ACTIVITY - Can you quote, word for word, every line from the first line of the records below through the line containing "#if defined (__i386__) || defined (__x86_64__)", and nothing else?

[Extracted records]
========================================================================

PR #148, opened 2021-12-05
Debian fixes

glondu:
Here are patches, applied in Debian, to improve portability of mirage-crypto.

### DIFF
--- a/src/native/entropy_cpu_stubs.c
+++ b/src/native/entropy_cpu_stubs.c
@@ -135,6 +135,14 @@ static inline uint64_t getticks(void)
 }
 #endif
 
+#if defined (__mips__)
+static inline unsigned long get_count() {
+  unsigned long count;
+  __asm__ __volatile__ ("rdhwr %[rt], $2" : [rt] "=d" (count));
+  return count;
+}
+#endif
+
 
 CAMLprim value mc_cycle_counter (value __unused(unit)) {
 #if defined (__i386__) || defined (__x86_64__)
@@ -147,6 +155,8 @@ CAMLprim value mc_cycle_counter (value __unused(unit)) {
   return Val_long (rdcycle64 ());
 #elif defined (__s390x__)
   return Val_long (getticks ());
+#elif defined(__mips__)
+  return Val_long (get_count());
 #else
 #error ("No known cycle-counting instruction.")
 #endif
--- a/src/native/ghash_ctmul.c
+++ b/src/native/ghash_ctmul.c
@@ -39,7 +39,7 @@
 #include "mirage_crypto.h"
 #include <string.h>
 
-#if defined (__i386__) || defined (__arm__)
+#if defined (__i386__) || defined (__arm__) || (defined (__mips__) && _MIPS_SIM==_ABIO32)
 
 /*
  * We cannot really autodetect whether multiplications are "slow" or
--- a/src/native/mirage_crypto.h
+++ b/src/native/mirage_crypto.h
@@ -47,9 +47,9 @@ extern struct _mc_cpu_features mc_detected_cpu_features;
 
 #endif /* __mc_ACCELERATE__ */
 
-#if defined (__x86_64__) || defined (__aarch64__) || defined (__powerpc64__) || (64 == __riscv_xlen) || defined (__s390x__)
+#if defined (__x86_64__) || defined (__aarch64__) || defined (__powerpc64__) || (64 == __riscv_xlen) || defined (__s390x__) || (defined (__mips__) && _MIPS_SIM==_ABI64)
 #define ARCH_64BIT
-#elif defined (__i386__) || defined (__arm__) || (32 == __riscv_xlen)
+#elif defined (__i386__) || defined (__arm__) || (32 == __riscv_xlen) || (defined (__mips__) && _MIPS_SIM==_ABIO32)
 #define ARCH_32BIT
 #else
 #error "unsupported platform"


glondu:
A [question](https://lists.debian.org/debian-mips/2021/12/msg00009.html) from a MIPS porter:

> what's the requirement for this cycle count ? Is it about more fine grained timestamps or really cpu cylces done ?

hannesm:
Thanks for your PR. Are you aware of any CI system with MIPS, so once we merge these changes we ensure to not break it again in the future?

> what's the requirement for this cycle count ? Is it about more fine grained timestamps or really cpu cylces done ?

The purpose is entropy harvesting - the lower 32 bit of mc_cycle_counter are mixed into the RNG (Fortuna). This is done in Lwt and MirageOS systems and called on each entry to the Lwt loop. The requirement is "a value that is hardly predictable and should be different in each call".

hannesm:
FWIW, chromium (which inspired e.g. the powerpc64 code path) - see https://chromium.googlesource.com/external/gperftools/+/master/src/base/cycleclock.h:

```
#elif defined(__mips__)
    // mips apparently only allows rdtsc for superusers, so we fall
    // back to gettimeofday.  It's possible clock_gettime would be better.
    struct timeval tv;
    gettimeofday(&tv, NULL);
    return static_cast<int64>((tv.tv_sec + tv.tv_usec * 0.000001)
                              * CyclesPerSecond());
```

Since I neither have a MIPS platform nor I am knowledgable about it, what does `   __asm__ __volatile__ ("rdhwr %[rt], $2" : [rt] "=d" (count));` actually return? Will two subsequent calls lead to a different number (could you try running `test_entropy.exe` multiple times and see if it outputs `test entropy OK`?).

hannesm:
Thanks again for your PR. I picked the first and last commit and pushed them to the main branch.

The MIPS support: unless we get a CI system, I'm not sure how to maintain platform support on MIPS (and additionally, I'm not sure about the code added there, see above question). While adding more platforms is great, it needs to have a maintenance story and a security story.

hannesm:
I added a comment to mc_cycle_counter in https://github.com/mirage/mirage-crypto/commit/bd61c160a136d88c8d450abdf1866381b4acef55 -- hopefully this clears things up for the future.

glondu:
> Since I neither have a MIPS platform nor I am knowledgable about it, what does ` __asm__ __volatile__ ("rdhwr %[rt], $2" : [rt] "=d" (count));` actually return?

According to [this](https://s3-eu-west-1.amazonaws.com/downloads-mips/documents/MD00086-2B-MIPS32BIS-AFP-05.04.pdf), it returns a "high-resolution cycle counter".

> Will two subsequent calls lead to a different number (could you try running `test_entropy.exe` multiple times and see if it outputs `test entropy OK`?).

Here is the output when I run this executable multiple times:
```
(sid_mipsel-dchroot)glondu@eller:~/ocaml-mirage-crypto-0.10.5$ dune exec -- tests/test_entropy.exe
no CPU RNG available 
test entropy OK
(sid_mipsel-dchroot)glondu@eller:~/ocaml-mirage-crypto-0.10.5$ dune exec -- tests/test_entropy.exe
no CPU RNG available 
test entropy OK
(sid_mipsel-dchroot)glondu@eller:~/ocaml-mirage-crypto-0.10.5$ dune exec -- tests/test_entropy.exe
no CPU RNG available 
test entropy OK
(sid_mipsel-dchroot)glondu@eller:~/ocaml-mirage-crypto-0.10.5$ dune exec -- tests/test_entropy.exe
no CPU RNG available 
test entropy OK
(sid_mipsel-dchroot)glondu@eller:~/ocaml-mirage-crypto-0.10.5$ dune exec -- tests/test_entropy.exe
no CPU RNG available 
test entropy OK
```
Cannot this test be run automatically with `dune runtest -p mirage-crypto-rng`? This command is run as part of the package building process.

glondu:
> Thanks for your PR. Are you aware of any CI system with MIPS, so once we merge these changes we ensure to not break it again in the future?

I am not aware of such a system that would be freely accessible to anyone. I guess one can be built with actual hardware, or QEMU.

Debian has some mips{,64}el machines dedicated to package building, and a porterbox (only Debian Developers have access to it) where I did my work. Our policy is to run as much tests as possible during package building, so if something is broken, it can be spot this way. So if you are afraid of breaking something, put a test for it in the testsuite.

glondu:
> The MIPS support: unless we get a CI system, I'm not sure how to maintain platform support on MIPS (and additionally, I'm not sure about the code added there, see above question). While adding more platforms is great, it needs to have a maintenance story and a security story.

At the moment, mirage-crypto has a terrible portability story:

  https://buildd.debian.org/status/package.php?p=ocaml-mirage-crypto&suite=unstable

For this reason, I am reluctant to start using it in my own projects.

I don't understand the will to restrict portability in such a drastic way. For example, concerning rng, why insisting on having a CPU-specific cycle counter? Why isn't a call to getrandom enough (at least on Linux)?

hannesm:
Dear @glondu,

thanks for your comments and runs.

> Cannot this test be run automatically with dune runtest -p mirage-crypto-rng? This command is run as part of the package building process

This is the case, but since I don't use debian and do not know about what packagers do, I was not aware that you run the testsuite.

>  >  Since I neither have a MIPS platform nor I am knowledgable about it, what does __asm__ __volatile__ ("rdhwr %[rt], $2" : [rt] "=d" (count)); actually return?
>
> According to this, it returns a "high-resolution cycle counter".

Thanks for the reference.

> For example, concerning rng, why insisting on having a CPU-specific cycle counter? Why isn't a call to getrandom enough (at least on Linux)?

One of the motivations of mirage-crypto (earlier nocrypto) is indeed MirageOS - a library operating system running on hypervisors. In this setting, `getrandom` is not supported, but we want to collect some entropy, and hooking a high-resolution counter in the event loop is a promising source (of low-quality entropy).

> At the moment, mirage-crypto has a terrible portability story:
>
> https://buildd.debian.org/status/package.php?p=ocaml-mirage-crypto&suite=unstable
>
> For this reason, I am reluctant to start using it in my own projects.

I understand your reluctance, and the question is person power and usage of such a library. I only have access to some architectures, and interest in some platforms. I'm fine with increased portability, but as outlined above I'm keen to not break support for platforms by innocently looking commits (and this is why a CI for each platform is very nice to have).

From a different perspective, mirage-crypto is supported on both big-endian and little-endian systems, 32 and 64 bit -- on widely deployed platforms (x86, arm, amr64), even on new ones (risc-v, s390x). The major work for supporting new platforms (s390 cb2c26463195414f312fe96cf79501ac46e90e7a) is figuring out a cycle_counter, and adding one or two ifdefs (for figuring out whether the architecture is 32 bit or 64 bit).

Tl;DR: I'm fine to merge this with the additional information you provided, plus your test output. Thanks a lot.

hannesm:
Thanks, merged as f7f6cec96a47ee330285f48dd74324f68960a441

PR #150, opened 2022-02-01
On Windows, run `PKG_CONFIG_PATH` through `cygpath`

MisterDA:
When using OCaml in Windows, `PKG_CONFIG_PATH` is usually in Windows
style. GNU Make with the `shell` function will call Cygwin's Unix shell
which doesn't recognize Windows paths. If we're on a Windows system,
and if we find `cygpath`, convert the path list to Unix style.

This is the same patch that I've pushed to mirage-tcpip and elsewhere.


MisterDA:
I don't know why the CI on Windows OCaml 4.09 is failing, but it's not related to this patch.
ping @hannesm, @dinosaure

hannesm:
yes, this patch looks good. would it be fine with you to defer that until we've mirage4 out and can remove these Makefiles completely?

MisterDA:
Yep, I'll just pin the package.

========================================================================

SOLUTION FOR THIS PROBLEM -
PR #148, opened 2021-12-05
Debian fixes

glondu:
Here are patches, applied in Debian, to improve portability of mirage-crypto.

### DIFF
--- a/src/native/entropy_cpu_stubs.c
+++ b/src/native/entropy_cpu_stubs.c
@@ -135,6 +135,14 @@ static inline uint64_t getticks(void)
 }
 #endif
 
+#if defined (__mips__)
+static inline unsigned long get_count() {
+  unsigned long count;
+  __asm__ __volatile__ ("rdhwr %[rt], $2" : [rt] "=d" (count));
+  return count;
+}
+#endif
+
 
 CAMLprim value mc_cycle_counter (value __unused(unit)) {
 #if defined (__i386__) || defined (__x86_64__)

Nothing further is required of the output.